== Segment start ==

PR #368, opened 2023-04-13
feat: add `excluded_patterns` on route level

Skn0tt:
To properly support TOML-defined `exclude_pattern`, this PR adds a new `excluded_patterns` field that lives within `routes`. This is in-line with differentiating function- and route-level configuration: ISC config applies to the function, so it lives in `function_config`, TOML config applies to a route mapping, so it lives in `routes`.

Part of https://github.com/netlify/pod-compute/issues/471.

### DIFF
--- a/node/config.test.ts
+++ b/node/config.test.ts
@@ -201,6 +201,7 @@ test('Loads function paths from the in-source `config` function', async () => {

== Segment end ==

EXERCISE INSTRUCTIONS:
Repeat all of the material above exactly, with no line dropped.

YOUR RESPONSE:
PR #368, opened 2023-04-13
feat: add `excluded_patterns` on route level

Skn0tt:
To properly support TOML-defined `exclude_pattern`, this PR adds a new `excluded_patterns` field that lives within `routes`. This is in-line with differentiating function- and route-level configuration: ISC config applies to the function, so it lives in `function_config`, TOML config applies to a route mapping, so it lives in `routes`.

Part of https://github.com/netlify/pod-compute/issues/471.

### DIFF
--- a/node/config.test.ts
+++ b/node/config.test.ts
@@ -201,6 +201,7 @@ test('Loads function paths from the in-source `config` function', async () => {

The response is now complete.